Brief: From the line that contains "Issue #1180, opened 2024-12-19" to the last line of the records below, copy everything exactly, both ends included.

Entries supplied:
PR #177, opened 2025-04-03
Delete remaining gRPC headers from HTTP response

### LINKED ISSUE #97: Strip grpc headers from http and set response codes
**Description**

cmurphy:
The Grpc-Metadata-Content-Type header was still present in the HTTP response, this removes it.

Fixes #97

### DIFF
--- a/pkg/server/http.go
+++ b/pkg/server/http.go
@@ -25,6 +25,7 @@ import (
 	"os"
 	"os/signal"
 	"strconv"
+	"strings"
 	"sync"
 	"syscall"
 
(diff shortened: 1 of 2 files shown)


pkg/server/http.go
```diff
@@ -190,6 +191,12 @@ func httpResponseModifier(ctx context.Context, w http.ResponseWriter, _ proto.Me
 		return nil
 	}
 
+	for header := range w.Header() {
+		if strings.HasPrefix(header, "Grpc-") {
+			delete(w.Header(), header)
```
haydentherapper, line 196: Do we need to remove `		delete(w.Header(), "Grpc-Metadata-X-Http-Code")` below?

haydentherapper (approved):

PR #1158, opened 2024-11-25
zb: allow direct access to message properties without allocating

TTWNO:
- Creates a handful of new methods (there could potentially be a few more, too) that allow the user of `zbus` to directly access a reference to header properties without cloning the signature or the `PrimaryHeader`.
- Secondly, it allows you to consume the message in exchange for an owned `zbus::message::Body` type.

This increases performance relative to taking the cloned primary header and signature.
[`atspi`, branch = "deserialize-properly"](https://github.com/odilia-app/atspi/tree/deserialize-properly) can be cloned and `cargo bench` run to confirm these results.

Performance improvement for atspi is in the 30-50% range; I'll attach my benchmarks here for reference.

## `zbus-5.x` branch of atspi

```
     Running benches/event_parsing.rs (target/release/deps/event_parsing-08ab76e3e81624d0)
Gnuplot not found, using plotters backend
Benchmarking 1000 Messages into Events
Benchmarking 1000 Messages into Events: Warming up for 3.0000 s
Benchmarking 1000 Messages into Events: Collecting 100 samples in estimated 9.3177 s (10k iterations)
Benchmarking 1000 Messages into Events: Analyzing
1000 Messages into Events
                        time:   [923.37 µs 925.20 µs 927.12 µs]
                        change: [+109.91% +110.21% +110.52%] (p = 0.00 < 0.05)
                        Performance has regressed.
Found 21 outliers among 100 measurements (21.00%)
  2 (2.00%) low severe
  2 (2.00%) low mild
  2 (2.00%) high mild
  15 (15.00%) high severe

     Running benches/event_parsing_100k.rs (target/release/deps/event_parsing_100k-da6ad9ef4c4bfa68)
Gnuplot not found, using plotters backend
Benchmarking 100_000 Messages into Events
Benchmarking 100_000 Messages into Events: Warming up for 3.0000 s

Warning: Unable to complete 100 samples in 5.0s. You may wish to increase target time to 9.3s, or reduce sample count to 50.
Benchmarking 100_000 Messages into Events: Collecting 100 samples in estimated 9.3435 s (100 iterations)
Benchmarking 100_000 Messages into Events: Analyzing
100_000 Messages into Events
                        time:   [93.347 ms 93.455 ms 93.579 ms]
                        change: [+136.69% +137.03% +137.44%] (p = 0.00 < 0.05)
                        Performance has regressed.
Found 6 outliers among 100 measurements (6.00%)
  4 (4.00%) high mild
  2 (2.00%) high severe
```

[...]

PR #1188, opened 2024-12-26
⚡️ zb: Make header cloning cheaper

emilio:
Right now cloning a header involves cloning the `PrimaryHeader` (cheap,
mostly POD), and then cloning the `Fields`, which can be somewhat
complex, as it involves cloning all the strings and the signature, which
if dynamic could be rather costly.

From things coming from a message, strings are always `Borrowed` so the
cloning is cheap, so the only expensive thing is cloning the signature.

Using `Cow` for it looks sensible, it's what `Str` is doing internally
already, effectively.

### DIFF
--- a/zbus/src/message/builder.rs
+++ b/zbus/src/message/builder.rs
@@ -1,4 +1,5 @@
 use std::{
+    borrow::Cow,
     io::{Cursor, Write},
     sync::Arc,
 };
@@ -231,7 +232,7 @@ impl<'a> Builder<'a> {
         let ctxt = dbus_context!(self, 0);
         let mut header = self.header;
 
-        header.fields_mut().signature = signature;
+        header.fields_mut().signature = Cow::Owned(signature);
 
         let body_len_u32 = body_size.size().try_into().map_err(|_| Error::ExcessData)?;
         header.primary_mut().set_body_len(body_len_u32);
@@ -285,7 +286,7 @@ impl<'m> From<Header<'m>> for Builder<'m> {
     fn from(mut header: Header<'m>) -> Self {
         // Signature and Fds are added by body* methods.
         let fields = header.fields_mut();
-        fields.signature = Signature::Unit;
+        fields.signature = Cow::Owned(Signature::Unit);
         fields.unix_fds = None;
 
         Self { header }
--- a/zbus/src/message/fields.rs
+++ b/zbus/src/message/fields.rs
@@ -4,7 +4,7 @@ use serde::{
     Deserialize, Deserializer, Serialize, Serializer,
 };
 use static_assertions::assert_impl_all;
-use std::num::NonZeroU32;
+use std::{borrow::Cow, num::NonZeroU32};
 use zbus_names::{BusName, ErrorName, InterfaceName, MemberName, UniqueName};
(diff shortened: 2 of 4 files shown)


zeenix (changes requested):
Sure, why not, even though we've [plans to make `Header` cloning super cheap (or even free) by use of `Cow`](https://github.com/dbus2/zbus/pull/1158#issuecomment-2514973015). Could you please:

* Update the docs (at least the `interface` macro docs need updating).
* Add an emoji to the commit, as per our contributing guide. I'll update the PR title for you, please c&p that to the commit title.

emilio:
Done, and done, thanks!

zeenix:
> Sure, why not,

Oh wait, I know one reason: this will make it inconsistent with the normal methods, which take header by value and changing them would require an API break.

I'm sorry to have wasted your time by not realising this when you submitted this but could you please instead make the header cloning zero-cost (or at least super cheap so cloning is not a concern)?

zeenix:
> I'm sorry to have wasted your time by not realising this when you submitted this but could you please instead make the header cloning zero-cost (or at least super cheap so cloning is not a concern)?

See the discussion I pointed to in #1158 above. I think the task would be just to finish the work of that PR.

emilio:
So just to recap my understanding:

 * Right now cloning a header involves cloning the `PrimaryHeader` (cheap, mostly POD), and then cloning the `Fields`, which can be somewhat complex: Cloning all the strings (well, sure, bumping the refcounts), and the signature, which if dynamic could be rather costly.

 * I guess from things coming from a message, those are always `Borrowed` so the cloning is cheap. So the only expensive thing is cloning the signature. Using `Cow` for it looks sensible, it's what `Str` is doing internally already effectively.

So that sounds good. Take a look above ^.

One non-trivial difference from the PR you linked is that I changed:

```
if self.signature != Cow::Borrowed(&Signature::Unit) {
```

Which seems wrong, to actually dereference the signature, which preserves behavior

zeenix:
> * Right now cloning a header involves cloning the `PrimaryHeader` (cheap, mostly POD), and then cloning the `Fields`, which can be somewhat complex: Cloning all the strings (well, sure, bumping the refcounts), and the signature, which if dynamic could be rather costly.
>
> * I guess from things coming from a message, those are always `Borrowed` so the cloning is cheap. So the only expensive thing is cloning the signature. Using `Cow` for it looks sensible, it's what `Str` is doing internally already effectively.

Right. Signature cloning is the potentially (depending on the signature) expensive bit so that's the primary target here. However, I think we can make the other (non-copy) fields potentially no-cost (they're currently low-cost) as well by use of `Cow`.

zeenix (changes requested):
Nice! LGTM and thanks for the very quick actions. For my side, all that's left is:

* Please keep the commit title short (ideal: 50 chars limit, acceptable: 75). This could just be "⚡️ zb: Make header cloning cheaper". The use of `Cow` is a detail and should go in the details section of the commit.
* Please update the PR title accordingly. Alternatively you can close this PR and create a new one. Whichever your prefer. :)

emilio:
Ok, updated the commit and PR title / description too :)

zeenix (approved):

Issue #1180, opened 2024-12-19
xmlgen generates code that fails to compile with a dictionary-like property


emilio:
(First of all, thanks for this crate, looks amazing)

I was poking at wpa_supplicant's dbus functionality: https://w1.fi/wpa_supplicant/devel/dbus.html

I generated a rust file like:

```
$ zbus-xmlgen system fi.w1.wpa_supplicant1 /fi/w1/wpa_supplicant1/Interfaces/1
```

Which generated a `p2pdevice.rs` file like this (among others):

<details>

Output for this task:
Issue #1180, opened 2024-12-19
xmlgen generates code that fails to compile with a dictionary-like property


emilio:
(First of all, thanks for this crate, looks amazing)

I was poking at wpa_supplicant's dbus functionality: https://w1.fi/wpa_supplicant/devel/dbus.html

I generated a rust file like:

```
$ zbus-xmlgen system fi.w1.wpa_supplicant1 /fi/w1/wpa_supplicant1/Interfaces/1
```

Which generated a `p2pdevice.rs` file like this (among others):

<details>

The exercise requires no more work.